Exercise goal
Search the data for the word "pdpinch" and copy out every line that has it.

[Material provided]

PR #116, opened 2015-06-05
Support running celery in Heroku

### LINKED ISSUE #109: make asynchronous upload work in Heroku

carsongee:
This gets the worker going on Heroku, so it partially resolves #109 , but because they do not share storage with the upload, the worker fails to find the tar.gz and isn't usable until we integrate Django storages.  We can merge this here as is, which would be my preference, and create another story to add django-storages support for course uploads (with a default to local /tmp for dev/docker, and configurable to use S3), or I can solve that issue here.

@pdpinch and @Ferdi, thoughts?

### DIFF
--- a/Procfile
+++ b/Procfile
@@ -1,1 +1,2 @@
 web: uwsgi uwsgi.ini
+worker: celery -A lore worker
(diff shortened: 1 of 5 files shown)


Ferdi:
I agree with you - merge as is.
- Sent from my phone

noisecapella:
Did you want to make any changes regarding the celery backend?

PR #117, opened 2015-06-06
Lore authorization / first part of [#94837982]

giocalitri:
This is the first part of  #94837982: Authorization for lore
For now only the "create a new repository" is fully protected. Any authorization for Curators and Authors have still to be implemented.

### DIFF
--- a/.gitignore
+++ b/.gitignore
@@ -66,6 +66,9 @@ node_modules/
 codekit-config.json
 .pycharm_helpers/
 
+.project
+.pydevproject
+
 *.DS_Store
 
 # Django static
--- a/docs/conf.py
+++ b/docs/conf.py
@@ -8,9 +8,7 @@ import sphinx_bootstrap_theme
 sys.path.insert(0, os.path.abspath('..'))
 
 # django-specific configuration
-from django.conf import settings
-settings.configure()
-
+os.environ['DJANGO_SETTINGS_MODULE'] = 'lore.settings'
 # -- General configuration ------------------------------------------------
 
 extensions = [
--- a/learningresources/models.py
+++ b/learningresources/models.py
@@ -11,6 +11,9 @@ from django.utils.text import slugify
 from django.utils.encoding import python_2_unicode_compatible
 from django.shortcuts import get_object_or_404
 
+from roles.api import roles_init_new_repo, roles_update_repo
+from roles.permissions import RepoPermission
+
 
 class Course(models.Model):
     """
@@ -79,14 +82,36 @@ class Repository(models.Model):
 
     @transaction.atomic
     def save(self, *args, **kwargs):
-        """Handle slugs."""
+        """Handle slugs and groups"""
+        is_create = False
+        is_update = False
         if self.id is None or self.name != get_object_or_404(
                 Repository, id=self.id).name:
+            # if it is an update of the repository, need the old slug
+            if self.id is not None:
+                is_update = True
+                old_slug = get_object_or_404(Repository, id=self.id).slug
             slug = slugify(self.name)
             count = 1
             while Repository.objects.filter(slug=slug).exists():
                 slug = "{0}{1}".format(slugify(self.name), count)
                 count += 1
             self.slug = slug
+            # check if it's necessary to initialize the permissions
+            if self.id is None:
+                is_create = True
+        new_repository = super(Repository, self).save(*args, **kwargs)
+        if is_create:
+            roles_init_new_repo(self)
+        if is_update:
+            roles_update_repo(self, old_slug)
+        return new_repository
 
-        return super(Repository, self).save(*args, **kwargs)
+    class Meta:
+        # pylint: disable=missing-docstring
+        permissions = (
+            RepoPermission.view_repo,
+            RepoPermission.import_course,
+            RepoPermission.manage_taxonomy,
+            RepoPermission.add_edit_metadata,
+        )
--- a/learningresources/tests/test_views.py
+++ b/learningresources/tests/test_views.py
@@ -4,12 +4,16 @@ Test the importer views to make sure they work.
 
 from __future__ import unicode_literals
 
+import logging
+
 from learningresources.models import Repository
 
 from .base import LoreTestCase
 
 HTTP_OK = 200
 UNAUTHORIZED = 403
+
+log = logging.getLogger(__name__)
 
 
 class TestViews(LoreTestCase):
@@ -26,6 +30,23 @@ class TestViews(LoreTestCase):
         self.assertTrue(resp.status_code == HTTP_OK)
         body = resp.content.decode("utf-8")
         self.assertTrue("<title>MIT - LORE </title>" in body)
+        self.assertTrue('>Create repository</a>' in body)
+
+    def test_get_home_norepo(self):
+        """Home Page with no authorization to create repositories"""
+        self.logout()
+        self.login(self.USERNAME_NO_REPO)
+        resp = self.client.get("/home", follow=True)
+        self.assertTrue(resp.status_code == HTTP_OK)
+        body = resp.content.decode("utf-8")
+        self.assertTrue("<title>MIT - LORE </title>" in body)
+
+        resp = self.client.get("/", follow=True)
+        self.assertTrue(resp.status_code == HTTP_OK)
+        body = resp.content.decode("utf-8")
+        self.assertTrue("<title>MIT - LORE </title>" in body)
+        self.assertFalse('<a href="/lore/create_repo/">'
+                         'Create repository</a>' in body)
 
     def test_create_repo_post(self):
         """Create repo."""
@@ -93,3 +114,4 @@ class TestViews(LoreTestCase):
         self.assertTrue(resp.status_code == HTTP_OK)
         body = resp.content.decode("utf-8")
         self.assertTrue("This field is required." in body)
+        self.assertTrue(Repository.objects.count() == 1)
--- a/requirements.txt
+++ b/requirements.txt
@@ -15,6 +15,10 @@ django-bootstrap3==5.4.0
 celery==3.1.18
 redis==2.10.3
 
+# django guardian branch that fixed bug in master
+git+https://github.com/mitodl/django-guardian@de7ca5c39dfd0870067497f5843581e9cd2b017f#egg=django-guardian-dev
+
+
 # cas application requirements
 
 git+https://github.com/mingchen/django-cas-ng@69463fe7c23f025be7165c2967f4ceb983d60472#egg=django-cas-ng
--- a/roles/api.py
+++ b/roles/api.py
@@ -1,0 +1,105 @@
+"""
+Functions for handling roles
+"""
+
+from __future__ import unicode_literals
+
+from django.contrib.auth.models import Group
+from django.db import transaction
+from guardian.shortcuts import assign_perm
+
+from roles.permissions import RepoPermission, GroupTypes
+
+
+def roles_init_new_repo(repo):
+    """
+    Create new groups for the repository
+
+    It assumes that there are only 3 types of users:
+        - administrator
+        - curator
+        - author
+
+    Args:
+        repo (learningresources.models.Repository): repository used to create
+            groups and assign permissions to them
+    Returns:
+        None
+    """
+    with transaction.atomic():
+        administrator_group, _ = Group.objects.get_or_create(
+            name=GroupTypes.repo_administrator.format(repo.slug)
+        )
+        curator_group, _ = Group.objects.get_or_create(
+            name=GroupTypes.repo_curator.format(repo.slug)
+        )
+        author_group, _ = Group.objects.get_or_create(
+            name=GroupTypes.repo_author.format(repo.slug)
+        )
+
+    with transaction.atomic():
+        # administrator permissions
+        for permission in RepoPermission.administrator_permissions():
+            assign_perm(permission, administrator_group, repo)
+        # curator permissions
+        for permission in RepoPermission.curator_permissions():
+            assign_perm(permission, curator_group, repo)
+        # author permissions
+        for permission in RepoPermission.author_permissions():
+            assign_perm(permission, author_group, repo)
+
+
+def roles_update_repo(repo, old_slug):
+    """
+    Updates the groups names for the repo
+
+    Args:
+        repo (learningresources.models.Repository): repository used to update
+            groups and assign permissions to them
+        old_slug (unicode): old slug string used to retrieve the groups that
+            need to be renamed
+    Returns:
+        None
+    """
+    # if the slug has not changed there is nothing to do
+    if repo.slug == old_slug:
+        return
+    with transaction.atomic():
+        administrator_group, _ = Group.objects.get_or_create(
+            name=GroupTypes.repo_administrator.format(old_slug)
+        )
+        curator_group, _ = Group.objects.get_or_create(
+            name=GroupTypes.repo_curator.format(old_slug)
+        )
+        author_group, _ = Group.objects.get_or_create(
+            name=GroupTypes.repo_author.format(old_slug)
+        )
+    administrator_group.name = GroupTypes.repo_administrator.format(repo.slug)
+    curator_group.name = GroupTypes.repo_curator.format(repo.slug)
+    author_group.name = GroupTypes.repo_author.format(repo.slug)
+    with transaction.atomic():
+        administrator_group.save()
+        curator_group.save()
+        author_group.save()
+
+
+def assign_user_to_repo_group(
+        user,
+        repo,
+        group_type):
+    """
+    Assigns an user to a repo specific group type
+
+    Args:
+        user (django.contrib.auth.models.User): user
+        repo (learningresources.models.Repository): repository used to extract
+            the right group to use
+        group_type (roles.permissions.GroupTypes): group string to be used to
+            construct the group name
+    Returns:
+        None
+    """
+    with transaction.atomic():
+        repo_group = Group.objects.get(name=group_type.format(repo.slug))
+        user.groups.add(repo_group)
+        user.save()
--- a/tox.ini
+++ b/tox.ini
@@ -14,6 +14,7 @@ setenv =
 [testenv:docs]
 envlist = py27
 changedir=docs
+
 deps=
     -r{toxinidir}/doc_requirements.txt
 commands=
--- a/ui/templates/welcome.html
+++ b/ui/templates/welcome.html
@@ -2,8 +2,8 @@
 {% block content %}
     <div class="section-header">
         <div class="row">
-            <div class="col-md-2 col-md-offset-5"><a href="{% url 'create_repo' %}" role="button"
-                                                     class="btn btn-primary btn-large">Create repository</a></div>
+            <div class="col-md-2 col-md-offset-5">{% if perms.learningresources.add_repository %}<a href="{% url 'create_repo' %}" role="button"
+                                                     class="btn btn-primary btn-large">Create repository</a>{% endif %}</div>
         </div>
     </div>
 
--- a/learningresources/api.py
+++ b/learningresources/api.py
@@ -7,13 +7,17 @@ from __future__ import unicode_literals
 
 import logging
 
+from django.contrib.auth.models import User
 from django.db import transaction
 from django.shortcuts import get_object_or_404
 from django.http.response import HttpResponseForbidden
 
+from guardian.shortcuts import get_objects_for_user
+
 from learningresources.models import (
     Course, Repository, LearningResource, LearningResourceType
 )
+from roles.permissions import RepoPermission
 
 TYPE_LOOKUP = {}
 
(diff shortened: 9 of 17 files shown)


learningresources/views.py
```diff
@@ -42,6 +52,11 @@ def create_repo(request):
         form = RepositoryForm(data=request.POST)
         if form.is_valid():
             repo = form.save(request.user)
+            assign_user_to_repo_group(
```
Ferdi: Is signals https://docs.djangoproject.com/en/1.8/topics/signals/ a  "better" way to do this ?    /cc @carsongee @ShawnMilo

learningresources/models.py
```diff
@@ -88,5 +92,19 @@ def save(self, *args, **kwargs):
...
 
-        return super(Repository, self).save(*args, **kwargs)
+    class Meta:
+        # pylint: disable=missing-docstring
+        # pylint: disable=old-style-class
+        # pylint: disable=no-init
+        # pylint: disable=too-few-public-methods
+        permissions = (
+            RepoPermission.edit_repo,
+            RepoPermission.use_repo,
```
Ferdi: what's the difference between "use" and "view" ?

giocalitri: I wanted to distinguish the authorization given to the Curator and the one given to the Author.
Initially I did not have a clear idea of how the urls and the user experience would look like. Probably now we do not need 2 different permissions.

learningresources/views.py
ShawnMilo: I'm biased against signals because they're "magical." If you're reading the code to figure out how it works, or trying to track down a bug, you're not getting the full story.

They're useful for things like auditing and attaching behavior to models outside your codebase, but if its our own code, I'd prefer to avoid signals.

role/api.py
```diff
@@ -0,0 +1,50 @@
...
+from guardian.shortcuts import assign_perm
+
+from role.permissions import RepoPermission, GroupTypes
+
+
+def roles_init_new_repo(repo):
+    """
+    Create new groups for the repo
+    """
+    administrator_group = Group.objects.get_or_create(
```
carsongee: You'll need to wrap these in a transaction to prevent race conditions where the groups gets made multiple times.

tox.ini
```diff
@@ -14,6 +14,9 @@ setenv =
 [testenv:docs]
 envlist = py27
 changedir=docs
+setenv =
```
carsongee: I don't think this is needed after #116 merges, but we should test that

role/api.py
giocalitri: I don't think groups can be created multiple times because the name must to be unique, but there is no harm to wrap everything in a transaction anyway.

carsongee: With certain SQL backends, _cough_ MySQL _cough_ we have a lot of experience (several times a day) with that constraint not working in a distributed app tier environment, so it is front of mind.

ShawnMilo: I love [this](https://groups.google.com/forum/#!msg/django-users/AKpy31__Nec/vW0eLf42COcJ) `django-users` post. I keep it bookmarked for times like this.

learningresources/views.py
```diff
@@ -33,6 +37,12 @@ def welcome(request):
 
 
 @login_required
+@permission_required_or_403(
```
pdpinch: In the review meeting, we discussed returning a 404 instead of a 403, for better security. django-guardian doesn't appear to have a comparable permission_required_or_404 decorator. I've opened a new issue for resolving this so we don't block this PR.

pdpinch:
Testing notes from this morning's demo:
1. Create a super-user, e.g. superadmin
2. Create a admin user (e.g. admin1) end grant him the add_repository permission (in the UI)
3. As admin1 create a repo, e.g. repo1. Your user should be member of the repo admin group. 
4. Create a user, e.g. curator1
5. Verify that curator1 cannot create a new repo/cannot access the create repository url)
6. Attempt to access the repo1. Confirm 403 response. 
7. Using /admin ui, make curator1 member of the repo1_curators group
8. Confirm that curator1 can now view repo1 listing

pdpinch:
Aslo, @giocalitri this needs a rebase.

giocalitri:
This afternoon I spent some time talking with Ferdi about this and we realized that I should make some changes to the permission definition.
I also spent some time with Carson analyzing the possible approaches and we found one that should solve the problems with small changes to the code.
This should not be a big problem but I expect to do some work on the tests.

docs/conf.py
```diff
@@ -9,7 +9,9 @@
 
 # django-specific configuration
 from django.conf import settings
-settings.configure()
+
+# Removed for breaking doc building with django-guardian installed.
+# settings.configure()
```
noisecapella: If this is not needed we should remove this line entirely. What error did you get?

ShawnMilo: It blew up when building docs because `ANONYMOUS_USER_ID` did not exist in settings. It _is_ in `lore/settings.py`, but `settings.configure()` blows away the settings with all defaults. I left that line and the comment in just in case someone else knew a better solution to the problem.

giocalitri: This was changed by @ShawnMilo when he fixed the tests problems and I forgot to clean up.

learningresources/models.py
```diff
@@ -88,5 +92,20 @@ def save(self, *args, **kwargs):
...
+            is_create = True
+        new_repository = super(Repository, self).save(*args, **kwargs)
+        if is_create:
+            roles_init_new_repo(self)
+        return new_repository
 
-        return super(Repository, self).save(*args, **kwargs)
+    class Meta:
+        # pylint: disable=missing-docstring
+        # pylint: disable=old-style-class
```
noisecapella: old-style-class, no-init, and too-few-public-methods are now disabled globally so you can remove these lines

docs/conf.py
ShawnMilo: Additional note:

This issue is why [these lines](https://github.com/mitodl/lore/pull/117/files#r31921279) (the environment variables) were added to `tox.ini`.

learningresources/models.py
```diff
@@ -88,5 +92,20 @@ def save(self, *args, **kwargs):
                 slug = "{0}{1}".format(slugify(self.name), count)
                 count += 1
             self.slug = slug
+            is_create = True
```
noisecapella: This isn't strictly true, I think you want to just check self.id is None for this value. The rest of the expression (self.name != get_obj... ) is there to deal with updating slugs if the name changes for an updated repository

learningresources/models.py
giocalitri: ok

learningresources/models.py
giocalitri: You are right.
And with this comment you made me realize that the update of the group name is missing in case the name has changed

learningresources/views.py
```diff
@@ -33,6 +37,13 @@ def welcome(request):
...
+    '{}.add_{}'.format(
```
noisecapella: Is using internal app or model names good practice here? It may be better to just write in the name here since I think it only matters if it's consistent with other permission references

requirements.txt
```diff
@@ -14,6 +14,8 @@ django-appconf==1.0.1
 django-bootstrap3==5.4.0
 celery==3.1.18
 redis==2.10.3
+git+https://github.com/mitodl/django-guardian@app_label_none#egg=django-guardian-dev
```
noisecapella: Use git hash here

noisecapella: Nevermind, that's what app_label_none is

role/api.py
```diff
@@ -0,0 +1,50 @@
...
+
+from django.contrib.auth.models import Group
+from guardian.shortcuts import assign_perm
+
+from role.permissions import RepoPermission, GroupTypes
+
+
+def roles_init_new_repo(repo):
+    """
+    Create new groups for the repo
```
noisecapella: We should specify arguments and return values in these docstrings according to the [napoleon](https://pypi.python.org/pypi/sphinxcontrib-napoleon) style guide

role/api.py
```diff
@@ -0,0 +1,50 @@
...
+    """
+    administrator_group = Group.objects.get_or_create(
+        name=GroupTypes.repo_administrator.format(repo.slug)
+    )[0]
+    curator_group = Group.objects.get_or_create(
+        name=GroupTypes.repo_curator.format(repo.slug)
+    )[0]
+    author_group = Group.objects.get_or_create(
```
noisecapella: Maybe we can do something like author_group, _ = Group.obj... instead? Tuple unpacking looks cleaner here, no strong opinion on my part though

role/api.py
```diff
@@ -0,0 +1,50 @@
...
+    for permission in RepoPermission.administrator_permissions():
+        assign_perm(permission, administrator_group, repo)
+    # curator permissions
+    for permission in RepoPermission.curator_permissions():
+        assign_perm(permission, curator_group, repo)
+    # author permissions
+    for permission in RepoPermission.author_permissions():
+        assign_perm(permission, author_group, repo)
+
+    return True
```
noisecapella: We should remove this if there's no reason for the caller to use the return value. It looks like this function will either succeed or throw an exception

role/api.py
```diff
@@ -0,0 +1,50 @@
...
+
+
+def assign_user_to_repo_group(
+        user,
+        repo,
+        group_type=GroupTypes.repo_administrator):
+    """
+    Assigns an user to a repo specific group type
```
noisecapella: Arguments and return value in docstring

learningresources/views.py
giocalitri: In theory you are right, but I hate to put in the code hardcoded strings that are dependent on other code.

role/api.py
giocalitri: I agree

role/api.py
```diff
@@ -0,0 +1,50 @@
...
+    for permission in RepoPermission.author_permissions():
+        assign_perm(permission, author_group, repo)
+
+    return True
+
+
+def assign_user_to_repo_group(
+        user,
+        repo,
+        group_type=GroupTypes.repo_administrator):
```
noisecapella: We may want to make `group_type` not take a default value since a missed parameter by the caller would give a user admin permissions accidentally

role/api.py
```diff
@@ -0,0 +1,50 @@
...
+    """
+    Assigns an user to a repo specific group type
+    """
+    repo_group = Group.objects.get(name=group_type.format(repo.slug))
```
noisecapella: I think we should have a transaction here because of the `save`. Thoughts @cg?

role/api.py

[/Material provided]

Response to this exercise
@pdpinch and @Ferdi, thoughts?
pdpinch: In the review meeting, we discussed returning a 404 instead of a 403, for better security. django-guardian doesn't appear to have a comparable permission_required_or_404 decorator. I've opened a new issue for resolving this so we don't block this PR.
pdpinch:
pdpinch:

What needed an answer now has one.